(Dataset entries)
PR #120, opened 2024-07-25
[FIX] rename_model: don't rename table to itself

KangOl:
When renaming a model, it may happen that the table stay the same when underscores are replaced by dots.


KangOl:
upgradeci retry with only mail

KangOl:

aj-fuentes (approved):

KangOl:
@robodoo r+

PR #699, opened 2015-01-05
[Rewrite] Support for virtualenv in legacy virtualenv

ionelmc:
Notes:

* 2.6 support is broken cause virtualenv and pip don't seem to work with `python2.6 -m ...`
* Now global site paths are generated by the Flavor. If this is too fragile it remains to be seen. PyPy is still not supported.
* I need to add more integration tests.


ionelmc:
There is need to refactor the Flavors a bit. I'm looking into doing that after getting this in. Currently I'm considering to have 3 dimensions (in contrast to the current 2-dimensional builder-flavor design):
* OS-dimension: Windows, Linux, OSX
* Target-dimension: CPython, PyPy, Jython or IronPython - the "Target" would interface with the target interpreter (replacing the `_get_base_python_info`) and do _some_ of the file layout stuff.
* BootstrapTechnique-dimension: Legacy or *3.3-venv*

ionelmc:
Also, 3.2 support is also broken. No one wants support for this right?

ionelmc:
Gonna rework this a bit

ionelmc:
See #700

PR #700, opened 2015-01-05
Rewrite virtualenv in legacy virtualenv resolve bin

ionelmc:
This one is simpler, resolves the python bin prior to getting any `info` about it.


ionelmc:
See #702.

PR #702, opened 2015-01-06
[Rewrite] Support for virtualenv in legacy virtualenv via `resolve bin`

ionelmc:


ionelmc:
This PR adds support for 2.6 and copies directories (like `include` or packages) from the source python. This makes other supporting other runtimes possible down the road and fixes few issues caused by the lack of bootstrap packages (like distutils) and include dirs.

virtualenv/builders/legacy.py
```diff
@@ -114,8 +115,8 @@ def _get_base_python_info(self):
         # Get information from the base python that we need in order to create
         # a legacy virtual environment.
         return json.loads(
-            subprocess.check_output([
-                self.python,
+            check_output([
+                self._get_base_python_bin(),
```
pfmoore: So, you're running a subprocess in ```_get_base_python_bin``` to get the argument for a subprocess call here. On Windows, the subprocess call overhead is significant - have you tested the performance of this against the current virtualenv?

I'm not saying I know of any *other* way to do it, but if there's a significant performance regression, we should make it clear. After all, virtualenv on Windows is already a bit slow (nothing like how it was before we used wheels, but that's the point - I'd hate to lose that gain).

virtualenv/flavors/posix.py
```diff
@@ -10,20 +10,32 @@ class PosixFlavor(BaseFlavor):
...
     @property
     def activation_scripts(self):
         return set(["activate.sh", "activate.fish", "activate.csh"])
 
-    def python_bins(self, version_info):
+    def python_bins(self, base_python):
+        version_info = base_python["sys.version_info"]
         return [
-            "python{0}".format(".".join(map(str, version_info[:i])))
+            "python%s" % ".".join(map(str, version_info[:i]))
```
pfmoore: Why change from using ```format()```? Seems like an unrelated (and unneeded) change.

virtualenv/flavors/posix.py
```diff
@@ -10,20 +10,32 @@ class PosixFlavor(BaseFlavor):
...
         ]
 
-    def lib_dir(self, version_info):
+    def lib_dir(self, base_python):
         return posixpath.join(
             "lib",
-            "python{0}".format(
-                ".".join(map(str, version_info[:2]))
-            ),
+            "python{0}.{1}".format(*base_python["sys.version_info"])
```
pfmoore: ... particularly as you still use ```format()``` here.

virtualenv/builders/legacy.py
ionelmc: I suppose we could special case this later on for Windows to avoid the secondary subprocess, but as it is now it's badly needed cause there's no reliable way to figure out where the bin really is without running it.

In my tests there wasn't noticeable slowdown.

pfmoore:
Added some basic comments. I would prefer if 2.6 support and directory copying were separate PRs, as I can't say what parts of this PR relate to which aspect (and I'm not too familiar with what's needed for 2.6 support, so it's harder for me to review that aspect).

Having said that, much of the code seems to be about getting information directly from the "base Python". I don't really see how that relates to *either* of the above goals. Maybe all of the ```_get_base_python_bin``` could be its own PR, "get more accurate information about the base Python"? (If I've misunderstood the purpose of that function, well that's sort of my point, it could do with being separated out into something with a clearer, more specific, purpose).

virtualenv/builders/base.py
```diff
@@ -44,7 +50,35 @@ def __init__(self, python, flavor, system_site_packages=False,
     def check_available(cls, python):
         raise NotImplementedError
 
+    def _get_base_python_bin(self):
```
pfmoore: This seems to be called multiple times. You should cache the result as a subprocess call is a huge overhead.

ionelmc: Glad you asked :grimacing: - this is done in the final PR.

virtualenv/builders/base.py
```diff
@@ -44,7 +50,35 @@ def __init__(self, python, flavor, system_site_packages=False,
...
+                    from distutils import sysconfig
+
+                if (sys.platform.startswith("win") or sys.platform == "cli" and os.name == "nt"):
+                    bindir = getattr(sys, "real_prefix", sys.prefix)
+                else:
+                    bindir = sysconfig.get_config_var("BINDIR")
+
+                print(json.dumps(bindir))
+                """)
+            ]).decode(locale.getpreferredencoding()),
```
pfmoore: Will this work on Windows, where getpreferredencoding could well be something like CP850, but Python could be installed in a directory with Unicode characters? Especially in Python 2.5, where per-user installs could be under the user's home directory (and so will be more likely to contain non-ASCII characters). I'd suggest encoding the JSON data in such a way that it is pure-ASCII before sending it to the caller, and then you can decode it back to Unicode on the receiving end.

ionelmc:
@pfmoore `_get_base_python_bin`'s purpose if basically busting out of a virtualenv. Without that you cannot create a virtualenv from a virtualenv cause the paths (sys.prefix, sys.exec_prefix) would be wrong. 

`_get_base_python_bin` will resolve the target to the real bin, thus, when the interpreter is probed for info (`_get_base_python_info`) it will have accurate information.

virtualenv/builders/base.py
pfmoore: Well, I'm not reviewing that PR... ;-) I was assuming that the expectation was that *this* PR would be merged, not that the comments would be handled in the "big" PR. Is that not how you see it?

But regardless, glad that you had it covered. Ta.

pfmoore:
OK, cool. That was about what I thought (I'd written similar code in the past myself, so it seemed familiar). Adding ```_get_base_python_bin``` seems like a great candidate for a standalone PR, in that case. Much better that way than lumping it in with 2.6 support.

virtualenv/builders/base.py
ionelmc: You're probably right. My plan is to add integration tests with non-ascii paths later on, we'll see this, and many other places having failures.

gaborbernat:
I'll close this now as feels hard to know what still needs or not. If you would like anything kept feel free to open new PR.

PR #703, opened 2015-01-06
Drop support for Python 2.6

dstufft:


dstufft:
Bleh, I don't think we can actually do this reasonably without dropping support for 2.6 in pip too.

TASK GOAL. Print the records above once again, exactly as written.

EXERCISE SOLUTION.
PR #120, opened 2024-07-25
[FIX] rename_model: don't rename table to itself

KangOl:
When renaming a model, it may happen that the table stay the same when underscores are replaced by dots.


KangOl:
upgradeci retry with only mail

KangOl:

aj-fuentes (approved):

KangOl:
@robodoo r+

PR #699, opened 2015-01-05
[Rewrite] Support for virtualenv in legacy virtualenv

ionelmc:
Notes:

* 2.6 support is broken cause virtualenv and pip don't seem to work with `python2.6 -m ...`
* Now global site paths are generated by the Flavor. If this is too fragile it remains to be seen. PyPy is still not supported.
* I need to add more integration tests.


ionelmc:
There is need to refactor the Flavors a bit. I'm looking into doing that after getting this in. Currently I'm considering to have 3 dimensions (in contrast to the current 2-dimensional builder-flavor design):
* OS-dimension: Windows, Linux, OSX
* Target-dimension: CPython, PyPy, Jython or IronPython - the "Target" would interface with the target interpreter (replacing the `_get_base_python_info`) and do _some_ of the file layout stuff.
* BootstrapTechnique-dimension: Legacy or *3.3-venv*

ionelmc:
Also, 3.2 support is also broken. No one wants support for this right?

ionelmc:
Gonna rework this a bit

ionelmc:
See #700

PR #700, opened 2015-01-05
Rewrite virtualenv in legacy virtualenv resolve bin

ionelmc:
This one is simpler, resolves the python bin prior to getting any `info` about it.


ionelmc:
See #702.

PR #702, opened 2015-01-06
[Rewrite] Support for virtualenv in legacy virtualenv via `resolve bin`

ionelmc:


ionelmc:
This PR adds support for 2.6 and copies directories (like `include` or packages) from the source python. This makes other supporting other runtimes possible down the road and fixes few issues caused by the lack of bootstrap packages (like distutils) and include dirs.

virtualenv/builders/legacy.py
```diff
@@ -114,8 +115,8 @@ def _get_base_python_info(self):
         # Get information from the base python that we need in order to create
         # a legacy virtual environment.
         return json.loads(
-            subprocess.check_output([
-                self.python,
+            check_output([
+                self._get_base_python_bin(),
```
pfmoore: So, you're running a subprocess in ```_get_base_python_bin``` to get the argument for a subprocess call here. On Windows, the subprocess call overhead is significant - have you tested the performance of this against the current virtualenv?

I'm not saying I know of any *other* way to do it, but if there's a significant performance regression, we should make it clear. After all, virtualenv on Windows is already a bit slow (nothing like how it was before we used wheels, but that's the point - I'd hate to lose that gain).

virtualenv/flavors/posix.py
```diff
@@ -10,20 +10,32 @@ class PosixFlavor(BaseFlavor):
...
     @property
     def activation_scripts(self):
         return set(["activate.sh", "activate.fish", "activate.csh"])
 
-    def python_bins(self, version_info):
+    def python_bins(self, base_python):
+        version_info = base_python["sys.version_info"]
         return [
-            "python{0}".format(".".join(map(str, version_info[:i])))
+            "python%s" % ".".join(map(str, version_info[:i]))
```
pfmoore: Why change from using ```format()```? Seems like an unrelated (and unneeded) change.

virtualenv/flavors/posix.py
```diff
@@ -10,20 +10,32 @@ class PosixFlavor(BaseFlavor):
...
         ]
 
-    def lib_dir(self, version_info):
+    def lib_dir(self, base_python):
         return posixpath.join(
             "lib",
-            "python{0}".format(
-                ".".join(map(str, version_info[:2]))
-            ),
+            "python{0}.{1}".format(*base_python["sys.version_info"])
```
pfmoore: ... particularly as you still use ```format()``` here.

virtualenv/builders/legacy.py
ionelmc: I suppose we could special case this later on for Windows to avoid the secondary subprocess, but as it is now it's badly needed cause there's no reliable way to figure out where the bin really is without running it.

In my tests there wasn't noticeable slowdown.

pfmoore:
Added some basic comments. I would prefer if 2.6 support and directory copying were separate PRs, as I can't say what parts of this PR relate to which aspect (and I'm not too familiar with what's needed for 2.6 support, so it's harder for me to review that aspect).

Having said that, much of the code seems to be about getting information directly from the "base Python". I don't really see how that relates to *either* of the above goals. Maybe all of the ```_get_base_python_bin``` could be its own PR, "get more accurate information about the base Python"? (If I've misunderstood the purpose of that function, well that's sort of my point, it could do with being separated out into something with a clearer, more specific, purpose).

virtualenv/builders/base.py
```diff
@@ -44,7 +50,35 @@ def __init__(self, python, flavor, system_site_packages=False,
     def check_available(cls, python):
         raise NotImplementedError
 
+    def _get_base_python_bin(self):
```
pfmoore: This seems to be called multiple times. You should cache the result as a subprocess call is a huge overhead.

ionelmc: Glad you asked :grimacing: - this is done in the final PR.

virtualenv/builders/base.py
```diff
@@ -44,7 +50,35 @@ def __init__(self, python, flavor, system_site_packages=False,
...
+                    from distutils import sysconfig
+
+                if (sys.platform.startswith("win") or sys.platform == "cli" and os.name == "nt"):
+                    bindir = getattr(sys, "real_prefix", sys.prefix)
+                else:
+                    bindir = sysconfig.get_config_var("BINDIR")
+
+                print(json.dumps(bindir))
+                """)
+            ]).decode(locale.getpreferredencoding()),
```
pfmoore: Will this work on Windows, where getpreferredencoding could well be something like CP850, but Python could be installed in a directory with Unicode characters? Especially in Python 2.5, where per-user installs could be under the user's home directory (and so will be more likely to contain non-ASCII characters). I'd suggest encoding the JSON data in such a way that it is pure-ASCII before sending it to the caller, and then you can decode it back to Unicode on the receiving end.

ionelmc:
@pfmoore `_get_base_python_bin`'s purpose if basically busting out of a virtualenv. Without that you cannot create a virtualenv from a virtualenv cause the paths (sys.prefix, sys.exec_prefix) would be wrong. 

`_get_base_python_bin` will resolve the target to the real bin, thus, when the interpreter is probed for info (`_get_base_python_info`) it will have accurate information.

virtualenv/builders/base.py
pfmoore: Well, I'm not reviewing that PR... ;-) I was assuming that the expectation was that *this* PR would be merged, not that the comments would be handled in the "big" PR. Is that not how you see it?

But regardless, glad that you had it covered. Ta.

pfmoore:
OK, cool. That was about what I thought (I'd written similar code in the past myself, so it seemed familiar). Adding ```_get_base_python_bin``` seems like a great candidate for a standalone PR, in that case. Much better that way than lumping it in with 2.6 support.

virtualenv/builders/base.py
ionelmc: You're probably right. My plan is to add integration tests with non-ascii paths later on, we'll see this, and many other places having failures.

gaborbernat:
I'll close this now as feels hard to know what still needs or not. If you would like anything kept feel free to open new PR.

PR #703, opened 2015-01-06
Drop support for Python 2.6

dstufft:


dstufft:
Bleh, I don't think we can actually do this reasonably without dropping support for 2.6 in pip too.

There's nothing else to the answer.